**YOUR GOAL**
Which lines of the entries below run from the one holding "-67,19 +67,31 @@ namespace AdbcDrivers.Databricks.Tests" to the one holding "growth to a", inclusive? Set down exactly those lines and no others.

**DATA TO PROCESS**

PR #611, opened 2026-08-03
TEMP diag: PartialRead pool retention probe (do not merge)

eric-wang-1990:
Temporary diagnostic to prove whether the PartialRead ~40MB growth on the merge-queue runner is RecyclableMemoryStreamManager pool retention (LZ4) vs a real leak. Dumps pool Large/Small Free/InUse sizes at before/after snapshots, LZ4 on vs off. Not for merge.


eric-wang-1990:
Closing — diagnostic yielded no usable data (OutputHelper output is suppressed by the xUnit console logger on passing tests, and the probe had no assertion). Not needed anyway: the test fix in #612 subtracts the RMSM free-pool bytes directly, so it's robust to the pool peak regardless of magnitude.

PR #612, opened 2026-08-03
test(csharp): make PartialRead leak check pool-aware (exclude RMSM free list)

eric-wang-1990:
## Summary

Fixes the intermittent merge-queue failure of `DriverResilienceTests.PartialRead_DisposeStatement_ShouldNotHangOrLeak` (~40 MB "growth" vs its 20 MB threshold), which has flaked on real E2E runs since #562 made SEA request LZ4 by default.

**It is not a leak.** LZ4 decompression composes its output stream from pooled 128 KB blocks (`RecyclableMemoryStreamManager`); on dispose those blocks return to the manager's **free list**, which `GC.GetTotalMemory` counts as live. That free list is (a) legitimately reusable memory and (b) timing-dependent on a partial read — how many CloudFetch chunks decompressed before the pipeline was cancelled. So a raw GC delta is inherently flaky. The old single full-read warm-up under-sized the pool relative to the 5-iteration measurement loop, so the pool's own growth landed inside the measurement window and read as a leak.

## Fix (test-only)

- **Subtract the manager's free-pool bytes** (`SmallPoolFreeSize + LargePoolFreeSize`) from GC total at both snapshots, so the assertion measures memory that is neither in use nor parked in the reusable pool — i.e. a genuine leak. Immune to how large the reuse pool grows under load.
- **Warm up with the same partial-read cycle** the measurement loop uses (6×), so the pool reaches steady state before the baseline snapshot.

Threshold (20 MB) and intent (catch a real per-iteration leak of abandoned CloudFetch buffers) are unchanged. No driver code changes.

## Verification

- Local (SEA): non-pooled growth **0.04 MB** (pool free 7.88 MB correctly excluded).
- Validated on a real merge-queue-class E2E run via the `e2e-test` label (see checks).

Note: the *product* question of bounding the `RecyclableMemoryStreamManager` free list (its default is unbounded, and the manager is per-`DatabricksDatabase` and never disposed — relevant for long-lived multi-tenant hosts like PowerBI) is tracked separately; this PR only corrects the test's measurement.

### DIFF
--- a/csharp/test/E2E/DriverResilienceTests.cs
+++ b/csharp/test/E2E/DriverResilienceTests.cs
@@ -67,19 +67,31 @@ namespace AdbcDrivers.Databricks.Tests
             // total at both snapshots: what remains is memory that is neither live-in-use nor
             // parked in the reusable pool — i.e. genuinely leaked. This is immune to how large the
             // reuse pool happens to grow under load.
+            // DIAGNOSTIC MODE (temporary — attributes the ~24MB/5-iter non-pooled growth to a
+            // specific pool). Uses Console.WriteLine (NOT OutputHelper — the xUnit console logger
+            // suppresses OutputHelper output for PASSING tests, which is why the earlier probe
+            // produced no data). Per snapshot reports:
+            //   GC  = GC.GetTotalMemory(true)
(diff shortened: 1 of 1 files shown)


eric-wang-1990:
Closing — the pool-free-subtraction approach was insufficient (the growth is LOH heap high-water-mark, not the RMSM free list). Superseded by #614, which uses a WeakReference invariant.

**OUTPUT BELOW**
@@ -67,19 +67,31 @@ namespace AdbcDrivers.Databricks.Tests
             // total at both snapshots: what remains is memory that is neither live-in-use nor
             // parked in the reusable pool — i.e. genuinely leaked. This is immune to how large the
             // reuse pool happens to grow under load.
+            // DIAGNOSTIC MODE (temporary — attributes the ~24MB/5-iter non-pooled growth to a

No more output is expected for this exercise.